Wednesday, December 21, 2011

Fighting Through DNR Words That Obscure

The Wisconsin Department of Natural Resources is out with a news release today about wolves, but you have to read past it and deep into the links it provides to find out just what the heck "management" and "depredation controls" and "euthanizing" and "take" can actually mean - - in re: "dispatch depradating wolves."

Et al.

Let's just say that dispatching wolves isn't the same as dispatching those Fed Ex boxes.

  1. Zone 4 - Only USDA-WS agents, with WDNR approval, will be allowed to trap and destroy wolves causing problems. After wolves have been state delisted, proactive trapping may take place, local law enforcement officers may be allowed to dispatch wolves, and private land owners or their agents may be given permits to dispatch depredating wolves.
Though there is some all-important clarity in the release from DNR Secretary Cathy Stepp when she is quoted saying:
We appreciate Gov. Walker's attention to this issue.
And that's the second use of his name before the end of paragraph two.  Well played, agency spokesman!

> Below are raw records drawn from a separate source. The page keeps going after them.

PR #6786, opened 2026-02-26
fix: hide-roles-tab-only-for-non-org-admin-in-env-project-settings

Zaimwa9:

## Changes
The Permissions tab on Project Settings was completely inaccessible for users who are project admins but not organisation admins.
It shows `Error loading permissions data` because `GET /roles` would fail and block the entire access

Cause: We fetch organisation roles (GET `/organisations/{id}/roles/`), which requires org admin access

In environment settings we had 2 problems:
- the same issue was not blocking the whole access but showing `You currently have no roles`
- Wrong matching between roles and environment permissions would show the same error for org admins

https://www.loom.com/share/354350c688fa487cbca57a466031cc52

### DIFF
--- a/frontend/web/components/pages/project-settings/tabs/ProjectPermissionsTab.tsx
+++ b/frontend/web/components/pages/project-settings/tabs/ProjectPermissionsTab.tsx
@@ -4,19 +4,20 @@ import React from 'react'
 import { useGetRolesQuery } from 'common/services/useRole'
 import { useGetProjectPermissionsQuery } from 'common/services/useProject'
 
-type PermissionsTabProps = {
+type ProjectPermissionsTabProps = {
   projectId: number
   organisationId: number
 }
 
-export const PermissionsTab = ({
+export const ProjectPermissionsTab = ({
   organisationId,
   projectId,
-}: PermissionsTabProps) => {
+}: ProjectPermissionsTabProps) => {
   const {
     data: rolesData,
     error: rolesError,
     isLoading: rolesLoading,
+    isSuccess: rolesSuccess,
   } = useGetRolesQuery({ organisation_id: organisationId })
 
   const {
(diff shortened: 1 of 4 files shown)


frontend/web/components/pages/project-settings/tabs/ProjectPermissionsTab.tsx
```diff
@@ -47,14 +48,17 @@ export const PermissionsTab = ({
...
-    <EditPermissions
-      tabClassName='flat-panel'
-      id={projectId}
-      level='project'
-      roleTabTitle='Project Permissions'
-      roles={rolesData?.results || []}
-      permissions={permissionsData || []}
-      onSaveUser={handleSaveUser}
-    />
+    <>
```
talissoncosta: just a quick question: do we need this wrapper in here ?

Zaimwa9: Not at all, it's an artifact from local twisting, i'll fix 😅

Zaimwa9:
@talissoncosta I got interrupted while filling the PR. I added a full loom comparing before / after on prod and local for better context

talissoncosta (approved):
Looks good @Zaimwa9. Good job, thanks for handling it!

Zaimwa9:
@matthewelwell I'd love a confirmation on whether the behavior is acceptable as the customer asked again about it. To me it's in line with what we can / should show (including the environment settings being buggy atm).

matthewelwell:
> @matthewelwell I'd love a confirmation on whether the behavior is acceptable as the customer asked again about it. To me it's in line with what we can / should show (including the environment settings being buggy atm).

@Zaimwa9 this looks ok to me as a temporary solution to fix the bug. I think that the real solution here would be to add an endpoint (or modify the permissions on the existing one, depending on the exposed data) to list roles for any user in the organisation like we've done for users and groups. 

This all ties in to the discussion we had with @asaphko regarding the 'Project Owner' role, since my hope is that it's just the project admin role. From what I can tell, it's already possible for project admins to set the permissions for users and groups at the project level, so we just need to extend it to roles as well and I think we've achieved what we set out to do.

PR #6810, opened 2026-03-01
fix: dark-mode-on-login-page

### LINKED ISSUE #6804: Dark mode preference is cleared on login
## Description

The dark mode setting is lost when logging in again (observed at least via Google OAuth). After enabling dark mode, logging out, and logging back in, the preference reverts to light mode.

## Steps to reproduce

1. Login to Flagsmith
2. Turn on dark mode
3. Log out
4. Login again (at least via Google OAuth)
5. Observe that dark mode has been reset to light mode

## Root cause

In `frontend/common/stores/account-store.js:351`, `AsyncStorage.clear()` is called during logout, which invokes `window.localStorage.clear()` and removes ALL localStorage keys — including the `dark_mode` preference. The dark mode setting is stored in localStorage via `frontend/web/project/darkMode.ts` and gets wiped alongside authentication data.

## Affected files

- `frontend/common/stores/account-store.js`
- `frontend/web/project/darkMode.ts`

kartik-lamkhade:
Fix #6804
fix(frontend): resolve dark mode resetting issue
fix(ui): correct body color in dark mode

### DIFF
--- a/frontend/common/stores/account-store.js
+++ b/frontend/common/stores/account-store.js
@@ -348,7 +348,7 @@ const controller = {
       store.loaded()
     } else if (!user) {
       store.ephemeral_token = null
-      AsyncStorage.clear()
+      AsyncStorage.removeItem('user')
       if (!data.token) {
         return
       }
--- a/frontend/common/stores/account-store.js
+++ b/frontend/common/stores/account-store.js
@@ -1,5 +1,5 @@
 import { matchPath } from 'react-router-dom'
-
+import { storageGet, storageSet } from 'common/safeLocalStorage'
 const Dispatcher = require('../dispatcher/dispatcher')
 const BaseStore = require('./base/_store')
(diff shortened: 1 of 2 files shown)


Zaimwa9 (changes requested):
Thanks for the contribution (and reactivity to this issue!). I have a couple of comments, mostly related to our identification of the issue.

The root issue is that in `frontend/web/components/pages/HomePage.tsx` L351 in `Card` we use the class `bg-white` that is not dark-mode aware.

So in addition to your fix (to keep the dark mode even after storage clearance) we would need to replace `bg-white` with `bg-body` that is dark mode aware.

Could you also rename the PR name to `Fix: xxxx` to pass the CI step please ? We should be good to go then!

Thanks again

Zaimwa9 (approved):
Image

Looks good to me! Thanks for the contribution :)

PR #6811, opened 2026-03-02
fix: defer data field in feature import/export list views

gagantrivedi:

## Changes

`FeatureExportListView` and `FeatureImportListView` inherit from `ListAPIView` and return querysets that fetch the `data` column (`TextField` holding full JSON export blobs, potentially megabytes each) from Postgres. The list serializers correctly exclude `data` from their fields, but Django still fetches the column and materialises it into Python strings for every row — only for the garbage collector to immediately discard them.

This PR adds `.defer("data")` to both `get_queryset` methods so the `data` column is excluded from the SQL `SELECT` entirely.

Ran the existing test suite for the import/export views — all 18 tests pass with no regressions.

### DIFF
--- a/api/features/import_export/views.py
+++ b/api/features/import_export/views.py
@@ -134,8 +134,10 @@ class FeatureExportListView(ListAPIView):  # type: ignore[type-arg]
             if user.is_environment_admin(environment):  # type: ignore[union-attr]
                 environment_ids.append(environment.id)
 
-        return FeatureExport.objects.filter(environment__in=environment_ids).order_by(
-            "-created_at"
+        return (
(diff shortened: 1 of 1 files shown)


Zaimwa9 (approved):
Approving with a minor NIT that I leave up to you as this is a punctual used feature. We could add an assertion in tests to ensure that `data` is part of the deferred field. I don't see it as non-blocking though

gagantrivedi:
> Approving with a minor NIT that I leave up to you as this is a punctual used feature. We could add an assertion in tests to ensure that `data` is part of the deferred field. I don't see it as non-blocking though

I did try that, but the test ended up being a mess — it was essentially just testing defer itself, which is Django code and not something we should be testing.

PR #6820, opened 2026-03-02
fix: Invoke backend logout API on logout button click to prevent broken authentication

itsmahbub:

### Bug
When a user logs out by clicking the "Log out" button, the logout API (/api/v1/auth/logout/) is not called. As a result, the session token is not invalidated and remains usable for API requests even after user logs out. When the user logs in again, the same token is reused instead of issuing a new one. If a token is leaked, an attacker may continue using the token indefinitely, even after the user logs out.

### Solution

Call to logout API is conditional on a configuration variable named `Project.cookieAuthEnabled` (https://github.com/Flagsmith/flagsmith/blob/main/frontend/common/stores/account-store.js#L359). Logout button click is supposed to clean up the session token in both frontend and backend, not just frontend. To prevent session token persistence after logout, we need to call the logout functionality in backend irrespective of configuration, otherwise, the logout process will remain partial. 

### Before fixing

There is no call to logout API when logout button is clicked.

Screenshot 2026-03-02 at 12 49 24 PM

As a result, the token is not invalidated in the backend.

### After applying fix
Logout API is called when logout button is clicked.

Screenshot 2026-03-02 at 1 40 29 PM


kyle-ssg (approved):

kyle-ssg:
Thank you for this @itsmahbub - I agree with the change!

PR #6827, opened 2026-03-02
ci: Increase flag-tests wait time

matthewelwell:
## Changes

Increases wait times in flag-tests after it was decreased in [this PR](https://github.com/Flagsmith/flagsmith/pull/6469). 

Context in Slack [here](https://flagsmith.slack.com/archives/CTF0THS2D/p1772478883612029).

## How did you test this code?

TODO

PR #6828, opened 2026-03-02
refactor(e2e): Replace arbitrary waits with state-based waiting in flag tests

talissoncosta:
## Summary

Improves the E2E test reliability and speed by replacing arbitrary timeout waits with proper state-based waiting.

## Changes

Replace fixed `t.wait(500)` timeouts with `waitForElementVisible('#try-it-results')` in three locations within flag-tests.ts.

### Why This is Better

**Current approach (PR #6827):**
- Uses `t.wait(500)` → `t.wait(2000)` and `t.wait(1500)` 
- Fixed delays regardless of actual response time
- Still has race conditions if CI is very slow
- Slower tests even when API responds quickly

**This approach:**
- Waits for `#try-it-results` element to appear (only exists when loading completes)
- Runs as fast as possible (no artificial delays)
- More reliable on slow CI environments (uses `LONG_TIMEOUT` of 40s)
- Semantically correct: waits for the exact element we need
- Consistent with E2E best practices used elsewhere in the codebase

### Technical Details

The `TryIt` component only assigns the `#try-it-results` ID when `!this.state.isLoading` ([TryIt.js:82](https://github.com/Flagsmith/flagsmith/blob/main/frontend/web/components/TryIt.js#L82)). This makes it the perfect indicator that:
1. The API request completed
2. The state updated  
3. The DOM rendered with results

## Test Plan

- [ ] Run E2E tests locally: `make test`
- [ ] Verify all E2E tests pass in CI
- [ ] Compare execution time with #6827 approach

## Related Issues

- Alternative to #6827 which increased timeouts from 500ms to 2000ms/1500ms
- Addresses the root cause mentioned in [this Slack thread](https://flagsmith.slack.com/archives/CTF0THS2D/p1772478883612029)

### DIFF
--- a/frontend/DESIGN_SYSTEM_AUDIT.md
+++ b/frontend/DESIGN_SYSTEM_AUDIT.md
@@ -1,0 +1,652 @@
+# Flagsmith Frontend Design System Audit
+
+**Issue**: #6606
+**Date**: 2026-02-27
+**Scope**: Code-first audit of token misuse, dark mode gaps, and component fragmentation
+
+---
+
+## Executive Summary
+
+This audit scanned the Flagsmith frontend codebase for design system inconsistencies across 7 areas (colours, typography, spacing, buttons, forms, icons, notifications) and catalogued 11 UI component categories.
+
+### Key findings
+
+| Severity | Count | Description |
+|----------|-------|-------------|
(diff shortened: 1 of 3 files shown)


talissoncosta:
Closing in favour of clean branch without extra files

PR #6829, opened 2026-03-02
refactor(e2e): Replace arbitrary waits with state-based waiting in flag tests

talissoncosta:
## Summary

Improves E2E test reliability and speed by replacing arbitrary timeout waits with proper state-based waiting in flag-tests.

## Changes

Replace fixed `t.wait(500)` timeouts with `waitForElementVisible('#try-it-results')` in three locations within flag-tests.ts.

## Why This Approach is Better

**Fixed timeouts:**
```typescript
await t.wait(500)  // Hope this is enough
```
- Too short = flaky tests
- Too long = slow tests  
- Doesn't adapt to different environments (local vs staging vs CI)

**State-based waiting:**
```typescript
await waitForElementVisible('#try-it-results')  // Wait for actual state
```
- Fast when API responds quickly (no artificial delays)
- Reliable when API is slow (uses 40s timeout)
- Works consistently across all environments

## Technical Details

The `#try-it-results` element only receives its ID when `!this.state.isLoading` ([TryIt.js:82](https://github.com/Flagsmith/flagsmith/blob/main/frontend/web/components/TryIt.js#L82)), guaranteeing:
- API request completed
- State updated  
- Results rendered and ready to parse

This is the standard pattern already used throughout our E2E test suite.

## Test Plan

- [ ] Run E2E tests locally: `make test`
- [ ] Verify all E2E tests pass in CI

### DIFF
--- a/frontend/e2e/tests/flag-tests.ts
+++ b/frontend/e2e/tests/flag-tests.ts
@@ -48,7 +48,7 @@ export default async function () {
   log('Try it')
   await t.wait(2000)
   await click('#try-it-btn')
-  await t.wait(500)
+  await waitForElementVisible('#try-it-results')
   let json = await parseTryItResults()
   await t.expect(json.header_size.value).eql('big')
   await t.expect(json.mv_flag.value).eql('big')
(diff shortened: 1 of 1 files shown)


matthewelwell:
@talissoncosta I don't think this will work. The issue is that the tests will also need to wait for the feature change to propagate from the Core API, to dynamodb (London), and then get replicated to the dynamodb table in the US. That can take a second or 2 some times. If we want to make this more robust, we'd need to have it keep trying the try it button until it gets the result it's expecting. Until then, I suggest we go with the longer static timeouts.

matthewelwell:
Closing based on the above comment. We can perhaps revisit replacing at least the first wait once we merge the playwright changes.

PR #6830, opened 2026-03-03
fix: replace numpy/scipy with pure Python in experiment analytics

gagantrivedi:

## Changes

Removes numpy and scipy dependencies from the API, replacing them with pure Python (stdlib `math` and `random`) implementations. These libraries added significant per-worker RSS overhead but are only used by the demo experiment analytics endpoint.

- Implement G-test (log-likelihood ratio) using the incomplete gamma function
- Use `random.betavariate` for Bayesian Monte Carlo simulation (10k samples)
- Remove numpy and scipy from `pyproject.toml` and regenerate `poetry.lock`
- Convert tests from class-based to function-based to match project conventions
- Remove stale test assertion

- All 7 existing tests pass (`pytest tests/unit/app_analytics/test_experiments.py`)
- Mypy passes in strict mode
- Verified G-test and chi-squared survival function are numerically identical to scipy (errors at machine epsilon ~1e-17)
- Verified Bayesian Monte Carlo results match scipy/numpy ground truth
- Benchmarked end-to-end latency: ~16ms per call (acceptable for a demo endpoint)


Zaimwa9 (approved):
Thanks, that's a lot of maths for fake graphs 😄

PR #7756, opened 2026-06-11
chore(api): Remove uv override-dependencies block

matthewelwell:

## Changes

Removes the `[tool.uv].override-dependencies` block, added during the Poetry to uv migration to keep resolution identical to the old `poetry.lock`. Nothing in it is load-bearing any more: main has since dropped the `clickhouse-driver` override, and `flagsmith-private` 0.13.0 lifted its `cryptography<44` cap.

Lockfile effect is three packages — `datamodel-code-generator` 0.25.8 → 0.64.1 (the override was contradicting the declared `>=0.64,<0.65`), `deprecation` 2.0.7 → 2.1.0, and `tomli` added. `cryptography`, `pyOpenSSL` and `pysaml2` are unchanged.

Also drops the `email-validator` dev dependency and its stale comment, both of which only existed for lockfile parity — nothing imports it.

`uv lock` and `uv sync` resolve cleanly, typecheck passes, and the API unit tests are green on 3.11, 3.12 and 3.13 in CI.


api/pyproject.toml
```diff
@@ -132,10 +132,8 @@ dev = [
     "diff-cover>=10.1.0,<11.0.0",
     "django-debug-toolbar",
     "ipython>=9.10.0,<10.0.0",
-    # datamodel-code-generator requires `pydantic[email]`, but our
-    # override-dependencies on pydantic strips the email extra. Re-add
-    # the transitive deps so poetry.lock parity is preserved.
-    "email-validator>=2.0.0",
+    # imported directly by trust_relationships, so declared rather than
+    # relied upon transitively
```
khvn26: nit: slop?

khvn26 (dismissed):

api/pyproject.toml
matthewelwell: yep, agreed

matthewelwell: 4634e6e

khvn26 (approved):

khvn26 (approved):

PR #7760, opened 2026-06-11
refactor(multivariate): move-mv-option-saves-to-rtk-query

Zaimwa9:

## Changes

Migrates the multivariate option save flow from the legacy Flux store to a single RTK Query mutation.

- New `saveMultivariateOptions` mutation diffs submitted options against the server's current state before upserting/deleting, so stale client state can no longer create duplicate variants.
- `editFeatureMv` becomes a thin adapter preserving the existing contracts: store events, per-card error attribution, and the positional option ordering consumed by both v1 and v2 feature-state saves. All failing options now surface errors, not just the first.
- Variants are now sorted by id at store ingress and created sequentially, so their order no longer reshuffles after a save (the API returns them unordered; a backend `ordering` fix will follow separately).

Out of scope (follow-up): retiring the store's event system and converting the modal to mutation hooks.

- Unit tests and E2E tests (including new mv-option E2E coverage for repeated saves, add/remove in one save, and v2 versioning).

### DIFF
--- a/frontend/common/services/useMultivariateOption.ts
+++ b/frontend/common/services/useMultivariateOption.ts
@@ -35,41 +35,42 @@ export const multivariateOptionService = service.injectEndpoints({
           (flagRes.data as ProjectFlag)?.multivariate_options || []
         const errors: Record<number, any> = {}
         // Results are written back by input index — downstream feature
-        // state saves map weights to option ids positionally.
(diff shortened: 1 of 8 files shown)


Zaimwa9:
@gemini-code-assist review

talissoncosta (approved):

Also in the linked DNR postings there is language free of obfuscation:

Reality of Wolf Attacks in North America

It is important to keep wolf attacks in perspective. There has been only one case of a healthy, wild wolf killing a person in North America in the last 100 years. Most wolves are not dangerous to humans and there is a greater chance of being killed by lightning, bee sting or car collision with a deer than being injured by a wolf.
The injuries that have occurred were caused by a few wolves that became fearless of humans due to habituation. Nonetheless, like bears and cougars, wolves are instinctive predators that should be kept wild and respected.